Saturday, June 06, 2009

For poets of the woman gender: Poetic Justice

From the new venue:

Poetic Justice is an activist website devoted to organizing for gender justice throughout the English-language poetry world. Founded by U.S. poet Annie Finch and U.K. poet Jane Holland, this is a discussion forum where poets can consciousness-raise, share information, and organize actions.

Personally, I think that women-only venues are still justified. Even though there seems to be more women than men writing poems nowadays, and more women are winning editorships and other positions of influence, I'm not convinced that the world treats poems written by women as seriously as those written by men.

Sometimes (shock!) I even find myself in that position. For instance, reading a poem and liking it a lot and finding meanings in the words and all that stuff, then discovering it was written by a woman - which news somehow gives my understanding of the poem a slightly different nuance or colour. Occasionally making the poem work better for me, sometimes worse.

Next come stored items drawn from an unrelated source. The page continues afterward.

PR #1856, opened 2018-08-27
Fixed PHPdoc blocks

magicsunday:


fisharebest:
Some of these changes look OK.

You added `@package` tags to some of the classes.  I don't think these are needed.

You added `@throws \Exception` tags to some of the functions.  I don't see that these functions can throw exceptions.

magicsunday:
- I removed the @package

- The `@throws \Exception` bubbles up from a previously called function and indicates the exception is not processed, e.g. StatisticsChartController::chartCustomChart
-- calls `checkModuleIsActive`
-- this calls `Module::getActiveCharts` and then `getActiveModulesByComponent`
-- the Database::execute throws an possible \Exception

I think, even if the exception is caught at the end, the docblock should be complete, indicating that an exception can be thrown in a method.

magicsunday:
I splitted the commits in one fixing missing dockblocks etc and one fixing the missing throw tags.

fisharebest:
> I splitted the commits in one fixing missing dockblocks etc and one fixing the missing throw tags.

Thanks.  I have merged the DocBlock commit.

IMHO, we should only use `@throws` for exceptions that are thrown in the function (not in functions that are called indirectly.)

magicsunday:
Ok

PR #1857, opened 2018-08-27
Update File.php

magicsunday:
Check result of mkdir and throw an exception im directory creation fails.

### DIFF
--- a/app/File.php
+++ b/app/File.php
@@ -75,7 +75,14 @@ class File
                 self::mkdir(dirname($path));
             }
             try {
-                mkdir($path);
+                if (!mkdir($path) && !is_dir($path)) {
+                    throw new \RuntimeException(
+                        sprintf(
+                            'Directory "%s" was not created',
+                            $path
+                        )
+                    );
+                }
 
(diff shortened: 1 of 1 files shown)


fisharebest:
I can't check this right now, but I think that if `mkdir()` fails, then it will raise an `E_WARNING`.

We set `error_reporting()` to `E_ALL`, so this will already raise an exception?

magicsunday:
This fix was adopted from https://github.com/kalessil/phpinspectionsea/blob/master/docs/probable-bugs.md#mkdir-race-condition

magicsunday:
I thinks its better to check the result of the function. Before the functions returned true even if mkdir failed.

fisharebest:
The `File` class is being removed.  Most of it has gone.

It will be replaced with `Flysystem`.

This will give two advantages.

1) testability - we will be able to use a mock-class to test file operations.
2) we can use either the "local" adpater or the "SFTP" adapter, to remove the need to `chmod 777 /data/`
3) we can store our data files anywhere - not just on our webserver.

PR #1858, opened 2018-08-27
Update AdminTreesController.php

magicsunday:
Renamed internal variable "tree" as this is already passed as method parameter.

### DIFF
--- a/app/Http/Controllers/AdminTreesController.php
+++ b/app/Http/Controllers/AdminTreesController.php
@@ -1606,10 +1606,17 @@ class AdminTreesController extends AbstractBaseController
             }
         }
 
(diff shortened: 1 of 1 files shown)


fisharebest:
Just remove the parameter?

The parameters for the http-controller actions are created automatically by the  `Resolver` class.  No other code changes would be needed.

magicsunday:
The parameter `$tree` is used in line 1602ff and 1624.

fisharebest:
The `$tree` parameter is used to redirect back to the same tree after the synchronisation is complete.

Moving the line which creates the URL is a simpler solution.  38d96dad3

PR #1861, opened 2018-08-27
Update LoggedInUsersModule.php

magicsunday:
Removed always true


fisharebest:
Thanks.  This was added for testing.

I wish I didn't carry around in my head this baggage of outdated subconscious stereotypes and prejudices; I hope most of that baggage is cultural and I can educate myself to ignore it when it surfaces.

But still: Bad Rik!

1 comment:

  1. Rik, I'm conflicted on whether it's "bad" to be influenced by authorship. I have a naive, non-Derridean take on all this. I was brought up on old-fashioned New Criticism - the ideal of the anonymous, backgroundless poem judged on its "own" merits - and the habit dies hard. It's a relic from the days when a reasonable amount of shared cultural baggage was assumed by the chaps who read poems. Public school, presumably, and most of them chaps. (Remember Leigh Fermor swapping Horace with his German captive under the stars?) But poems are not products of a raw intelligence acting in isolation from society. Humans are social beings, eager for gossip, much though we like to screen out our Hello! mentality in the guise of being intellectual. Added to which is the important role of poet as witness. How would we feel if we discovered Sharon Olds were really a bloke living in Arkansas, and Wilfred Owen spent the War pruning his roses? Should this matter?

    BTW, the forum you mention has gone quiet after a lot of aggressively enthusiastic activity by someone called Tom (possibly a man).